#### Your assignment:
Which lines in the listing below contain "providerRBAC"? Copy each of them.

#### Records supplied:
PR #511, opened 2024-10-18
Add Collabora integration for Nextcloud

wejdross:
Automatic installation of Collabora with splitted logic for Openshift and Kind clusters
Collabora works with SSL, Ingress/Route calls it using SSL, customers connects to Ingress/Route using SSL


Makefile
```diff
@@ -94,4 +94,26 @@ clean: ## Clean the project
 
 .PHONY: pre-commit-hook
 pre-commit-hook: ## Install pre-commit hook in .git/hooks
-	/usr/bin/cp -fa .githooks/pre-commit .git/hooks/pre-commit
\ No newline at end of file
+	/usr/bin/cp -fa .githooks/pre-commit .git/hooks/pre-commit
+
+.PHONY: local-appcat-development
```
zugao, line 99: Can you add some comments here what these targets do? It's not clear. Also this has nothing to do with this PR but it's ok for me as long as this is documented what it does and why it exists otherwise nobody will know about it let alone use it.

component/provider.jsonnet
```diff
@@ -164,10 +164,21 @@ local providerRBAC = {
...
+      {
+        apiGroups: [ '' ],
+        resources: [ 'persistentvolumeclaims' ],
         verbs: [ 'get', 'list', 'watch', 'create', 'watch', 'patch', 'update', 'delete' ],
       },
+      {
+        // This is needed for the privileged SCC - Nextcloud -> Collabora
+        apiGroups: [ 'security.openshift.io' ],
+        resources: [ 'securitycontextconstraints' ],
+        verbs: [ '*' ],
```
zugao, line 180: This is a bit tricky here and will downgrade our security significantly. Do we really need `*` here?

component/vshn_appcat_services.jsonnet
```diff
@@ -179,6 +179,42 @@ local vshn_appcat_service(name, serviceParams) =
...
+      allowHostIPC: true,
+      allowHostNetwork: true,
+      allowHostPID: true,
+      allowHostPorts: true,
+      allowPrivilegeEscalation: false,
+      allowPrivilegedContainer: true,
+      allowedCapabilities: [
+        'MKNOD',
+        'CHOWN',
+        'SYS_CHROOT',
```
zugao, line 195: Can you please explain why do we need root capability? We need to be very careful with this resource and make sure we give the least amount of privelegies.

zugao (commented):
Added some comments

component/vshn_appcat_services.jsonnet
wejdross: it's CHROOT - that's different thing https://man7.org/linux/man-pages/man2/chroot.2.html

zugao: Can you please write here where these capabilities are required? Or we can have a short call.

Makefile
wejdross: I removed that logic as even I stopped using that

component/provider.jsonnet
```diff
@@ -54,8 +54,8 @@ local providerRBAC = {
       },
       {
         apiGroups: [ '' ],
-        resources: [ 'namespaces', 'serviceaccounts', 'secrets', 'pods', 'pods/log', 'pods/portforward', 'pods/status', 'services' ],
-        verbs: [ 'get', 'list', 'watch', 'create', 'watch', 'patch', 'update', 'delete' ],
+        resources: [ 'namespaces', 'serviceaccounts', 'secrets', 'pods', 'pods/log', 'pods/portforward', 'pods/status', 'pods/attach', 'pods/exec', 'services' ],
+        verbs: [ '*' ],
```
Kidswiss, line 58: Please don't use `*` for the verbs.

class/defaults.yml
```diff
@@ -867,6 +867,7 @@ parameters:
           restoreSA: nextcloudserviceaccount
           restoreRoleRules: ${appcat:defaultRestoreRoleRules}
           additionalInputs:
+            collabora_image: "collabora/code:24.04.8.1.1"
```
Kidswiss, line 870: Please don't hardcode the image here, do it the same way we do it for all other images.

Kidswiss (changes requested):

component/vshn_appcat_services.jsonnet
```diff
@@ -187,6 +223,7 @@ local vshn_appcat_service(name, serviceParams) =
     ['20_plans_vshn_%s' % name]: plansCM,
     ['22_prom_rule_sla_%s' % name]: promRuleSLA,
     [if isOpenshift && std.objectHas(serviceParams, 'openshiftTemplate') then '21_openshift_template_%s_vshn' % name]: osTemplate,
+    [if isOpenshift then '22_scc_appcat']: scc,
```
Kidswiss, line 226: Can you move this out of the generic `vshn-services` logic? Right now it will always deploy this specific collabora manifest if it's openshift, even if collabora is not enabled on a cluster. I'd probably put it in a `vshn_nextcloud.jsonnet` file.

wejdross: I just added additional variable to if statement to verify whether nextcloud is enabled or not. separate file to just handle scc seems like an overengineering

Makefile
```diff
@@ -94,4 +94,4 @@ clean: ## Clean the project
 
 .PHONY: pre-commit-hook
 pre-commit-hook: ## Install pre-commit hook in .git/hooks
-	/usr/bin/cp -fa .githooks/pre-commit .git/hooks/pre-commit
```
zugao, line 97: Would be nice to have the `trailing newline` here.

class/defaults.yml
```diff
@@ -866,10 +870,13 @@ parameters:
           restoreSA: nextcloudserviceaccount
           restoreRoleRules: ${appcat:defaultRestoreRoleRules}
           additionalInputs:
+            collabora_image: ${appcat:images:collabora:registry}/${appcat:images:collabora:image}:${appcat:images:collabora:tag}
+            collaboraCPULimit: "1"
+            collaboraCPURequests: 250m
+            collaboraMemoryLimit: 1Gi # during my tests I was able to force collabora to use ~800Mi
```
zugao, line 876: The comment does not help much here.

zugao (approved):
LGTM but added some nitpicks

component/vshn_appcat_services.jsonnet
wejdross: I just switched logic to separate vshnnextcloud.jsonnet file.

zugao: I agree with @Kidswiss, the `scc` file should go to `vshn-nextcloud.jsonnet`. It's unfortunate that we don't have it for nextcloud yet but we have a `.jsonnet` for every other service. It's time to give nextcloud it's own file.

wejdross: It's already in separate file.

Kidswiss (approved):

#### Completed task:
@@ -164,10 +164,21 @@ local providerRBAC = {
@@ -54,8 +54,8 @@ local providerRBAC = {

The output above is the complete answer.